Before I go, I have something to say

Cold Enough For You

In the land where I grew up, it was always 82 degrees. Inside the house, I mean, in the winter. Our furnace was top-notch, and my dad wasn’t afraid to use it. He had a wife and two daughters, and he wanted them to be comfortable. Even when I became a teenager and discovered that putting makeup on a face glowing with sweat could be a challenge, I didn’t complain. After walking home from school when our outdoor thermometer was stuck at ten below and the snow was as tall as I was, it was such a relief to come into a toasty house, where my mom would peel off my frozen mittens and rub my hands in her own.

My mom really liked being warm. Even in the summer, she would point out our calico cat, Patches, snoozing outside in the sun, and say, “I’m just like a cat.” She lay out on a quilt not so much to get tan as to let the sun penetrate her bones.

It’s not that Iowa didn’t get unbearably hot in the summer, especially around the time they do RAGBRAI these days. We tried to plan our annual trips to the lake in Minnesota for the worst of it, which is why we missed seeing the first moon landing in July 1969. Lacking an air conditioner, even one for a window, we resorted to creative solutions. Everybody had a bedroom fan, and I still have the monster fan Dad would haul in front of the entry door, turned one way to bring cool evening air in (especially after it rained), the other way to draw hot air out. My sister and I always complained about that “other way,” because it left the indoors feeling less cool than stifling, but there was no convincing Mr. Kress.

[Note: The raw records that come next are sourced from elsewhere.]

PR #6774, opened 2024-06-11
feat: optimize wp_count_posts() query for performance improvement.

snehapatil2001:
## Ticket
https://core.trac.wordpress.org/ticket/61097
https://core.trac.wordpress.org/ticket/61502 

## Description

Besides, we could always go down to the basement. It wasn’t “finished” – cinder block walls, poured concrete floor – but it was nicer than a lot of the limestone cellars I’ve seen in Dubuque. Some days we had supper down there, carrying fresh-sliced plates of tomatoes from the garden down the stairs to the table where the laundry got folded.

It wasn’t until Bonnie and I moved out that our folks invested in central air. That was the beginning of The AC Wars, not that they would have admitted to fighting about anything, ever. The problem was, Dad was more warm blooded than Mom (and me), and he basked in the freezer-like chill of his domain. When stores invested in air conditioning, they put up signs to entice people to enter, courtesy of Kool cigarettes. “Come in!” called the signs. “It’s Kool inside!” I’m surprised Dad didn’t put one on his own front door.

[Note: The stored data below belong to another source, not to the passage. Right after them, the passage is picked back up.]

PR #9775, opened 2025-09-07
Skip PNG tests failing with ImageMagick 7

siliconforks:
Trac ticket: https://core.trac.wordpress.org/ticket/63932

---

### DIFF
--- a/tests/phpunit/tests/image/editorImagick.php
+++ b/tests/phpunit/tests/image/editorImagick.php
@@ -775,6 +775,13 @@ class Tests_Image_Editor_Imagick extends WP_Image_UnitTestCase {
 	 */
 	public function test_resizes_are_small_for_16bit_images( $file ) {
 
+		if ( DIR_TESTDATA . '/images/png-tests/test8.png' === $file ) {
+			$version = Imagick::getVersion();
+			if ( $version['versionNumber'] >= 0x700 ) {
+				$this->markTestSkipped( 'ImageMagick 7 is unable to optimize grayscale images with 1-bit transparency.' );
+			}
+		}
+
 		$temp_file = DIR_TESTDATA . '/images/test-temp.png';
 
 		$imagick_image_editor = new WP_Image_Editor_Imagick( $file );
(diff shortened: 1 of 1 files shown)


desrosj (commented):
I think I prefer the approach used in #9749 since it makes use of an [official annotation in PHPUnit ](https://docs.phpunit.de/en/10.5/annotations.html#requires). @johnbillion what do you think?

siliconforks:
> I think I prefer the approach used in #9749 since it makes use of an [official annotation in PHPUnit ](https://docs.phpunit.de/en/10.5/annotations.html#requires).

The problem with [PR #9749](https://github.com/WordPress/wordpress-develop/pull/9749) is that it will skip the tests `test_resizes_are_small_for_16bit_images` and `test_png_color_type_is_preserved_after_resize` on a system with PHP 8.3 or 8.4 and ImageMagick 6.  But there's no need for this - the tests pass on that system.  (I've tested this on Ubuntu 24.04 LTS, which has PHP 8.3 and ImageMagick 6.)

I would guess that the reverse problem can happen too (although I have not tested this) - you could have a system with PHP 8.2 (or an earlier version) and ImageMagick 7, and then the tests would fail.

desrosj:
> The problem with https://github.com/WordPress/wordpress-develop/pull/9749 is that it will skip the tests test_resizes_are_small_for_16bit_images and test_png_color_type_is_preserved_after_resize on a system with PHP 8.3 or 8.4 and ImageMagick 6. But there's no need for this - the tests pass on that system. (I've tested this on Ubuntu 24.04 LTS, which has PHP 8.3 and ImageMagick 6.)

I know it's good to test as many combinations as possible, but are there actually any documented differences between how ImageMagick 6.x works on PHP 7.2-8.0 that would be inconsistent with PHP >= 8.1?

> I would guess that the reverse problem can happen too (although I have not tested this) - you could have a system with PHP 8.2 (or an earlier version) and ImageMagick 7, and then the tests would fail.

The commit that changed the underlying base image for the official PHP images was made to PHP 8.1-8.5. The 8.1 & 8.2 containers have not yet been rebuilt and published because that only happens when an update is released for that version of PHP. 8.1 & 8.2 are currently only receiving security updates, so it's not known when (or if) a new build will be published. But when that does happen, the base image will then be the same as the 8.3 & 8.4 ones currently with ImageMagick 7.

siliconforks:
> I know it's good to test as many combinations as possible, but are there actually any documented differences between how ImageMagick 6.x works on PHP 7.2-8.0 that would be inconsistent with PHP >= 8.1?

Probably not.

> The commit that changed the underlying base image for the official PHP images was made to PHP 8.1-8.5. The 8.1 & 8.2 containers have not yet been rebuilt and published because that only happens when an update is released for that version of PHP. 8.1 & 8.2 are currently only receiving security updates, so it's not known when (or if) a new build will be published. But when that does happen, the base image will then be the same as the 8.3 & 8.4 ones currently with ImageMagick 7.

That's basically the sort of situation my PR is intended to address.  If you have a system with PHP 8.1 or 8.2 and ImageMagick 6, but you later update ImageMagick to version 7, the code will detect that (because it just checks the ImageMagick version) and skip the problematic tests.

johnbillion:
I've merged this into #9749, thanks. Happy to use an exclusion which is more targeted, and hopefully it  won't be in place for long.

Mom coped as well she could; she really did. After all, she was probably thinking, He paid for it. (Don’t get me started on the value of a housewife. My dad, bless him, thought the same way I do.) She would put a sweater over her tank top, or socks and shoes instead of flip flops. She complained to me in letters, but not to him.

One day, though, she finally snapped. “Look at you!” she said to the man she loved. “You’re dressed for winter! You’ve got on long pants, socks, lace-up shoes. No wonder you want the house at 68!”

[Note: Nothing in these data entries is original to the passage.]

PR #9776, opened 2025-09-07
Add post password length validation to Quick Edit and server-side processing

R1shabh-Gupta:
Trac ticket: https://core.trac.wordpress.org/ticket/63943

### DIFF
--- a/tests/phpunit/tests/admin/includesPost.php
+++ b/tests/phpunit/tests/admin/includesPost.php
@@ -1338,6 +1338,17 @@ class Tests_Admin_IncludesPost extends WP_UnitTestCase {
 	public function test_invalid_length_post_password() {
 		wp_set_current_user( self::$editor_id );
 
+		// Test valid password within 255 character limit.
+		$valid_password = str_repeat( 'a', 255 );
+		$post_data      = array(
+			'post_type'     => 'post',
+			'post_password' => $valid_password,
+		);
+
+		$result = _wp_translate_postdata( false, $post_data );
+		$this->assertNotWPError( $result );
+		$this->assertSame( $valid_password, $result['post_password'] );
+
 		// Test password over 255 characters should fail.
 		$invalid_password = str_repeat( 'a', 256 );
 		$post_data        = array(
@@ -1348,5 +1359,24 @@ class Tests_Admin_IncludesPost extends WP_UnitTestCase {
 		$result = _wp_translate_postdata( false, $post_data );
 		$this->assertWPError( $result );
 		$this->assertSame( 'invalid_post_password_length', $result->get_error_code() );
+	}
+
+	/**
+	 * Test that _wp_translate_postdata() removes post password for users without publish_posts capability.
+	 *
+	 * @covers ::_wp_translate_postdata
+	 */
+	public function test_post_password_removed_for_users_without_publish_posts_cap() {
+		wp_set_current_user( self::$contributor_id );
+
+		// Contributors cannot publish posts, so password should be removed.
+		$post_data = array(
+			'post_type'     => 'post',
+			'post_password' => 'test_password',
+			'post_status'   => 'draft',
+		);
+
+		$result = _wp_translate_postdata( false, $post_data );
+		$this->assertArrayNotHasKey( 'post_password', $result );
 	}
 }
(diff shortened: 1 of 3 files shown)


tests/phpunit/tests/admin/includesPost.php
```diff
@@ -1325,4 +1325,25 @@ public function test_user_get_refreshed_metabox_nonce() {
 		$this->assertNotEmpty( $response['wp-refresh-metabox-loader-nonces']['replace']['_wpnonce'] );
 		$this->assertNotEmpty( $response['wp-refresh-metabox-loader-nonces']['replace']['metabox_loader_nonce'] );
 	}
+
+	/**
+	 * Test that _wp_translate_postdata() validates post password length.
+	 *
+	 * @ticket 63943
+	 */
```
SirLouen, line 1337: Add a `@covers ::_wp_translate_postdata`.  We have to get used to add this

tests/phpunit/tests/admin/includesPost.php
```diff
@@ -1325,4 +1325,25 @@ public function test_user_get_refreshed_metabox_nonce() {
...
+	public function test__wp_translate_postdata_validates_post_password_length() {
```
SirLouen: I don't love the function name with the new format
maybe something like `test_invalid_length_post_password` would be better.

tests/phpunit/tests/admin/includesPost.php
```diff
@@ -1325,4 +1325,25 @@ public function test_user_get_refreshed_metabox_nonce() {
...
+		$invalid_password = str_repeat( 'a', 256 );
+		$post_data        = array(
+			'post_type'     => 'post',
+			'post_password' => $invalid_password,
+		);
+
+		$result = _wp_translate_postdata( false, $post_data );
+		$this->assertWPError( $result );
+		$this->assertSame( 'invalid_post_password_length', $result->get_error_code() );
+		$this->assertSame( 'Post passwords cannot be longer than 255 characters.', $result->get_error_message() );
```
SirLouen: You don't need 3 asserts to test the exact same element. This is what I told you in the review. Get used to cut down the fluff when you use AI for creating tests. 80% of the times unit tests with AI are terrible and the other 20% like this case are good but with a ton of fluff. Be careful with this, in either cases you cannot ever leave the tests untouched. It's way better to try to build your own test, and fail to do so (or be unable to do it which is fine also), but at least fail trying, than just adding a wrong test made with AI. Just have this in mind.

SirLouen (changes requested):
I would also add the  `@covers` to the `test__wp_translate_postdata_cap_checks_contributor` test. 

I always like to correct some extra tests when I'm doing something similar if you have the opportunity. Some tests are old and not

tests/phpunit/tests/admin/includesPost.php
R1shabh-Gupta: Thanks for the feedback! 
I usually check the existing test cases in the codebase to follow a similar structure. While going through the code, I found a similar pattern being used, which is why I followed that approach in my PR (for example: [core test reference](https://github.com/WordPress/wordpress-develop/blob/trunk/tests/phpunit/tests/admin/includesPost.php#L62-L76)).

The same goes for the function naming, I kept it consistent with the existing test functions in that file. That said, I’ll keep your point in mind about cutting down extra assertions.

SirLouen: You can use a similar pattern for the first test you removed. 

But for the second one, it's too repetitive: Check if there is an error, check if the error has this code, check if the error has this message. 3 times checking for the exact same thing from different angles.

tests/phpunit/tests/admin/includesPost.php
```diff
@@ -1325,4 +1328,55 @@ public function test_user_get_refreshed_metabox_nonce() {
...
 		$this->assertNotEmpty( $response['wp-refresh-metabox-loader-nonces']['replace']['metabox_loader_nonce'] );
 	}
+
+	/**
+	 * Test that _wp_translate_postdata() validates post password length.
+	 *
+	 * @ticket 63943
+	 * @covers ::_wp_translate_postdata
+	 */
+	public function test_invalid_length_post_password() {
```
SirLouen: If we are going to set both tests in the same test function, then we should set a better naming.
Maybe `test_validity_post_password_length`

SirLouen (changes requested):

SirLouen (approved):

To his credit, he got it. Once she pointed it out, it was obvious that one of these people was dressed for summer, while the other for, at best, late fall. So that one, to the wonder of the rest of his family, changed his wardrobe, putting on shorts and sandals. He noticed that the house felt a little too cool, and he turned the thermostat up a few degrees. Mom still spent more time than he did on their screened porch, soaking in the heat like a feline, and I’m sure he pumped the AC in his car as far down as it would go when he had no passengers. But peace was restored in the household, for the most part, no matter what season they faced.

These days, we – and by “we” I mean Americans as a nation, not my parents, who have both gone to heaven where it’s always perfect, inside and out – we seem to have lost our inner thermostats, or maybe it’s more a matter of believing we deserve the best, the most, whether that means a new car every two years or lots of cheap heat in the winter and equally cheap frigid air in the summer. I feel like an idiot bringing a sweater to the grocery store, and there is one Dubuque restaurant in particular where I put it on before entering, keeping an emergency back-up jacket in the car. Is it because they serve soup? I don’t know.

As my mother might say, It’s summer! What’s wrong with a little warmth? I’ve worked in places where the powers that be plead with us during every heat wave to please turn our thermostats up, to save a little money. But some thermostats are locked, so some nice guy wearing heavy pants and socks and shoes and, for all I know, a nice warm cotton t-shirt under his work shirt comes in, checks the temp, declares it just fine, and leaves. So I put a work jacket on over my sweater, and lay a blanket over my lap. When I’m too cold to think, I go outdoors, sneaking some heat like a smoker.

I’ve heard from retired friends lately who brag about how they can go anyplace, any time they want to. I’m looking forward to the day when I can happily say, “I can be warm, even in the summer!”